There are now three Government strategies – Housing for All, the National Development Plan and the National Retrofitting Scheme – in place involving hundreds of billions of euro "providing at least a generation's worth of work for construction industry", as the Construction Industry Federation acknowledges.
Specifically, a combination of certainty and targeted investment is being billed as the gamechanger for retrofitting. Multiannual funding will end its notorious stop-start reputation.
Poor delivery up to now provides little reassurance retrofits can be delivered at scale and on time
For householders, it offers the one-stop shop mechanism to overcome complexities and difficulties sourcing funding in making their homes warm, healthy and less carbon intensive. A fully-sealed house with heat pump offers the prospect of energy bills reduced by two thirds. This is particularly relevant this winter when many homes may have to choose between eating well or staying warm.
In reality, one-stop shops will be run by construction companies often working with energy providers, and increasingly sourcing low-cost loans. Some community energy organisations and smaller contractors will fulfil a similar role, especially in rural areas.
It is a critical element of the national armoury attempting to decarbonising the country and get out of fossil fuels – residential emissions account for about 11 per cent of Ireland’s total greenhouse gas emissions, generating some 7 million tonnes of CO2 every year.
Poor delivery up to now provides little reassurance retrofits can be delivered at scale and on time. And there are additional compounding problems: We are out of step with many EU countries in having old housing stock; draughty and reliant on dirty fossil fuels such as coal, peat, oil and “least polluting” gas, particularly in rural Ireland.
While emissions from buildings have fallen in the past decade, Irish buildings are 70 per cent reliant on fossil fuels.

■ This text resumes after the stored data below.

PR #605, opened 2023-08-31
Fix null inference weirdness

liamappelbe:
The change to lib/src/config_provider/config_spec.dart in #601 only works on the very latest SDK snapshot. This will make it hard for people to contribute until it hits stable. Better to just rewrite the line to sidestep the inference.

### DIFF
--- a/lib/src/config_provider/config_spec.dart
+++ b/lib/src/config_provider/config_spec.dart
@@ -591,7 +591,7 @@ class StringConfigSpec<RE extends Object?> extends ConfigSpec<String, RE> {
     if (!o.checkType<String>(log: log)) {
       return false;
     }
-    if (_regexp != null && !_regexp.hasMatch(o.value as String)) {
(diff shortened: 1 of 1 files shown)


lib/src/config_provider/config_spec.dart
```diff
@@ -591,7 +591,7 @@ class StringConfigSpec<RE extends Object?> extends ConfigSpec<String, RE> {
     if (!o.checkType<String>(log: log)) {
       return false;
     }
-    if (_regexp != null && !_regexp.hasMatch(o.value as String)) {
+    if (!(_regexp?.hasMatch(o.value as String) ?? true)) {
```
dcharkes, line 594: nit: does the `!` bind stronger than the `??`, I guess it does. Maybe add parenthesis.

dcharkes (approved):
lgtm

Thanks @liamappelbe !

The majority of housing stock is energy inefficient, with only 0.4 to 1.2 per of the stock being renovated each year.
Increasing the Warmer Homes Scheme to €109 million this year is an attempt to ensure retrofitting is not largely confined to the better off
More than 80 per cent of homes and other buildings have an energy performance rating of C or worse while some 1.5 million residential homes need retrofitting. Meanwhile, Irish homes use 7 per cent more energy than the EU average, while emitting 60 per cent more CO2.
A new approach, however, is evident on three fronts. Firstly, there will be a single point of contact for managing retrofits which can provide support, guidance and technical assistance through the entire process.
Low-interest loans
Secondly, banks and credit unions are being incentivised to provide low-interest loans in tandem with targeted SEAI grants including easy-win measures such as insulation. Thirdly, grouping retrofits of houses in a particular area should facilitate quicker delivery.
Other key levers are streamlining and increasing SEAI grants on technical assessment of homes; installing a heat pump, insulation and associated works, and increasing grants from 30 to 35 per cent of overall cost to 45 to 50 per cent with a €25,000 limit.
Increasing the Warmer Homes Scheme to €109 million this year is an attempt to ensure retrofitting is not largely confined to the better off. It provides 100 per cent funding to retrofit low-income houses.
The one constraint that the Government fears is the skills shortage. Some 17,000 workers are needed to enable 75,000 houses to be retrofitted between 2026 and 2030 – when a housing crisis needs unrelenting attention.
Friends of the Earth energy analyst Clare O’Connor underlines the need for clarity, accessibility and consistency if the retrofit part is to be a winner; “the onus should not be placed on the customer to trawl through detailed financing options, research and manage different providers, or fill out complicated application forms”. Such issues were very much the problem up to this point.
Solving the climate crisis requires bold action, which has been in short supply in Ireland for far too long. The retrofit programme represents the kind of at-scale project the EU is demanding under the European green deal. The same attention needs to be applied to transform Irish transport and to redirect the course of Irish agriculture.